Start of Dataset excerpts

PR #340, opened 2017-08-25
New: Add method to get top right corner of a highlight annotation

pramodsum:
This is required to flip the annotations dialog above highlight annotations


pramodsum:
It should ever get called with an undefined value or empty array. It will be used similar to how getLowerRightCornerOfLastQuadPoint is used to position the dialog on a highlight. The method it's being called in should deal w/ any kind of quad point validation if needed. 

As far as I know, we used the quad points to calculate where to position the highlights because that's how they're being stored in annotation thread and that's what we end up having access to in the dialog.

JustinHoldstock:
@MinhHNguyen @pramodsum Also, AFAIK we store the points as per the PDF annotations spec.

PR #343, opened 2017-08-26
Chore: log actual error message

jeremypress:
We now attempt to log the error's 'message' if it exists instead of a display message. 

Also, Moving the error parsing to the error viewer itself. We're not using the stack right now because its really long and won't be super useful with minified/bundled code.


src/lib/viewers/error/__tests__/PreviewErrorViewer-test.js
```diff
@@ -64,12 +64,13 @@ describe('lib/viewers/error/PreviewErrorViewer', () => {
                 const extension = testCase[0];
                 const expectedIcon = testCase[1];
 
-                const message = 'reason';
+                const err = new Error()
+                err.displayMessage = 'reason'
```
MinhHNguyen: possible ';' for style on 67 & 68

jeremypress: good catch, I've been switching back and for with Python a lot...

src/lib/viewers/doc/DocBaseViewer.js
```diff
@@ -492,11 +492,12 @@ class DocBaseViewer extends BaseViewer {
                 console.error(err);
                 /* eslint-enable no-console */
 
-                // Display a generic error message but log the real one
+                // Ensure a generic display message but log the real one
```
tonyjin: ?

src/lib/viewers/error/PreviewErrorViewer.js
```diff
@@ -77,8 +76,11 @@ class PreviewErrorViewer extends BaseViewer {
             }
         }
 
+        // Figure out what error message to log and what error message to display
+        const displayMessage = err instanceof Error && err.displayMessage ? err.displayMessage : __('error_default');
```
tonyjin: I don't think this logic is completely right. We want messages in this order of preference:

1. err.displayMessage
2. err.message
3. __('error_default')

Maybe:
```
// Up top where const message = reason || __('error_default');
err = err instanceof Error ? err : new Error(__('error_default'));
/* eslint-enable no-param-reassign */

// And here
const displayMessage = err.displayMessage || err.message;
```

This helps guard below (`error: err.message`) if err was not properly passed in as an instance of Error as well.

jeremypress: I don't think we ever want 2 to be the display message. That could be some stacktrace like `a is undefined`.

For display:
1. err.displayMessage
2. __('error_default')

for logging:
1. err.message
2. err.displayMessage
3.  __('error_defualt')

src/lib/viewers/error/PreviewErrorViewer.js
```diff
@@ -77,8 +76,15 @@ class PreviewErrorViewer extends BaseViewer {
             }
         }
 
+        /* eslint-disable no-param-reassign */
+        err = err instanceof Error ? err : new Error(__('error_default'));
+        /* eslint-enable no-param-reassign */
+
+        // If there is no display message fallback to the message from above
+        const displayMessage = err.displayMessage || err.message;
```
jeremypress: @tonyjin just to make sure we're on the same page here.

Display message will be either:
1. display message from passed in error
2. message of locally created error (default)

Log message will be:
1. message from passed in error (hopefully useful)
2. message of locally created error (default)
3. display message from passed in error (case with display message but no message)

src/lib/viewers/error/PreviewErrorViewer.js
```diff
@@ -77,17 +76,27 @@ class PreviewErrorViewer extends BaseViewer {
...
+        this.messageEl.textContent = displayMessage;
 
         // Add optional download button
         if (checkPermission(file, PERMISSION_DOWNLOAD) && showDownload && Browser.canDownload()) {
             this.addDownloadButton();
         }
 
         this.loaded = true;
+
+        // The error will either be the message from the original error, the displayMessage from the orignal error,
```
jeremypress: @tonyjin added the comment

End of Dataset excerpts

_Required action_.
Copy out, from the material above, each line where the word "instanceof" is present.

_Response to the task_.
+        const displayMessage = err instanceof Error && err.displayMessage ? err.displayMessage : __('error_default');
err = err instanceof Error ? err : new Error(__('error_default'));
+        err = err instanceof Error ? err : new Error(__('error_default'));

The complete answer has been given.